:: THE PROBLEM ::
Print the listing exactly, but only as far as the line containing "Question: should the". The first line and that line are both included.

------

Issue #230, opened 2019-06-13
write segregating sites and Tajima's D functions


petrelharp:
The branch length version of segregating sites is total branch length, which we also want.

jeromekelleher:
What do we want to call this? Calling ``ts.segregating_sites(mode="branch")`` to get the total branch length feels bad. Maybe we should just have two methods, one for sites and one for branch_length?

petrelharp:
This was also bothering me. I think that just calling it "segregating sites" is the right way forward, though, because (a) we can provide a lookup  table #231 and (b) our convention so far is to name statistics after their "site" version. Which is sensible, I think. I've got some others' input, who agreed.

jeromekelleher:
Question: should the function be ``Tajimas_D`` or ``tajimas_D``? I think it should probably be the latter, as all other functions are lowercase, except for things like ``Fst``, ``Y2`` etc. These seem like reasonable exceptions since it's following standard notation. Capitalising Tajima seems less obviously like the right thing to do for me --- consistency is good for users.

Not a strong opinion though.

petrelharp:
>  except for things like Fst
I wondered about this also; but Tajima is definately capitalised; I'd think it would fall under the category of "things like Fst". Either is OK with me, but I'd vote to keep it capitalised.

jeromekelleher:
OK, let's keep it as Tajimas_D then.

jeromekelleher:
Closed in #237

PR #237, opened 2019-06-14
segregating sites and Tajima's D

petrelharp:
Here's an implementation of "segregating sites"; see #230. Probably needs some C-level tests but is all good otherwise.

Next: [Tajima's D](https://en.wikipedia.org/wiki/Tajima%27s_D).

### DIFF
--- a/python/tests/tsutil.py
+++ b/python/tests/tsutil.py
@@ -333,8 +333,8 @@ def generate_site_mutations(tree, position, mu, site_table, mutation_table,
     more than one mutation per edge.
     """
     assert tree.interval[0] <= position < tree.interval[1]
-    states = {"A", "C", "G", "T"}
-    state = random.choice(list(states))
+    states = ["A", "C", "G", "T"]
+    state = random.choice(states)
     site_table.add_row(position, state)
     site = site_table.num_rows - 1
     stack = [(tree.root, state, tskit.NULL)]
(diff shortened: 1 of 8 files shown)


petrelharp:
Screenshot from 2019-06-14 09-55-21

petrelharp:
Darn it, how do I make my local builds as strict as AppVeyor's? I don't see any of these warnings when I compile.

petrelharp:
Hm, issues seem to be in the Windows build. Anyone know what's going on with
```
ERROR: test_single_tree_jukes_cantor (tests.test_tree_stats.TestSiteDivergence)
  File "C:\projects\tskit\python\tests\test_tree_stats.py", line 655, in test_single_tree_jukes_cantor
    print(t.draw(format='unicode'))
  File "C:\Miniconda36-x64\lib\encodings\cp1252.py", line 19, in encode
    return codecs.charmap_encode(input,self.errors,encoding_table)[0]
UnicodeEncodeError: 'charmap' codec can't encode characters in position 17-23: character maps to <undefined>
```

python/tests/tsutil.py
```diff
@@ -333,8 +333,8 @@ def generate_site_mutations(tree, position, mu, site_table, mutation_table,
     more than one mutation per edge.
     """
     assert tree.interval[0] <= position < tree.interval[1]
-    states = {"A", "C", "G", "T"}
-    state = random.choice(list(states))
+    states = ["A", "C", "G", "T"]
+    state = random.choice(states)
```
petrelharp: The tests were not deterministic because of different orderings of sets, btw. This fixes that.

jeromekelleher: Dammit, got caught by that one before!

jeromekelleher:
This is great! Can you add a low-level test also please like [this one](https://github.com/tskit-dev/tskit/blob/master/python/tests/test_lowlevel.py#L519)? This makes sure the Python C interface is properly exercised.

Happy to merge whenever.

petrelharp:
I've added Tajima's D and rebased/squashed. Should be good to go; merge if you like (assuming it still passes tests...)

jeromekelleher:
Looks great, merging!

------

:: TASK ANSWER ::
Issue #230, opened 2019-06-13
write segregating sites and Tajima's D functions


petrelharp:
The branch length version of segregating sites is total branch length, which we also want.

jeromekelleher:
What do we want to call this? Calling ``ts.segregating_sites(mode="branch")`` to get the total branch length feels bad. Maybe we should just have two methods, one for sites and one for branch_length?

petrelharp:
This was also bothering me. I think that just calling it "segregating sites" is the right way forward, though, because (a) we can provide a lookup  table #231 and (b) our convention so far is to name statistics after their "site" version. Which is sensible, I think. I've got some others' input, who agreed.

jeromekelleher:
Question: should the function be ``Tajimas_D`` or ``tajimas_D``? I think it should probably be the latter, as all other functions are lowercase, except for things like ``Fst``, ``Y2`` etc. These seem like reasonable exceptions since it's following standard notation. Capitalising Tajima seems less obviously like the right thing to do for me --- consistency is good for users.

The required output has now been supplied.